_WHAT NEEDS TO BE DONE_
What lines of the listing below contain the word "envelope"? Copy each of them out.

++++ GIVEN INFORMATION

PR #3235, opened 2026-07-26
feat(wr3): companion episode 60-150s, two language cuts, envelope enforced

Balizero1987:
## Cosa

Zero's 2026-07-26 ruling made WR3 preordained — *"la wr3 è prestabilita e crea il video del carosello della wr2 (in due versioni uguali ma una in inglese con sottotitoli inglese e una indonesiana con sottotitoli indonesiano)"*, bounded to *"massimo 150 secondi e minimo 60 secondi"*. The companion lane contradicted it on both axes: its **automatic** sub-mode was a 15-second story at a 20-credit ceiling, single cut.

- `reel_60s` → **`episode`**, promoted from opt-in to automatic: 60 s default inside a 60–150 s envelope, 8–19 clips, `en` + `id` cuts (the ID cut needs a **real Indonesian voice-over**, never EN audio under ID subtitles), 80–190 cr with `hard_halt_on_exceed`, full 4-lane critic.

++++++++

_EXERCISE RESPONSE_
feat(wr3): companion episode 60-150s, two language cuts, envelope enforced
- `reel_60s` → **`episode`**, promoted from opt-in to automatic: 60 s default inside a 60–150 s envelope, 8–19 clips, `en` + `id` cuts (the ID cut needs a **real Indonesian voice-over**, never EN audio under ID subtitles), 80–190 cr with `hard_halt_on_exceed`, full 4-lane critic.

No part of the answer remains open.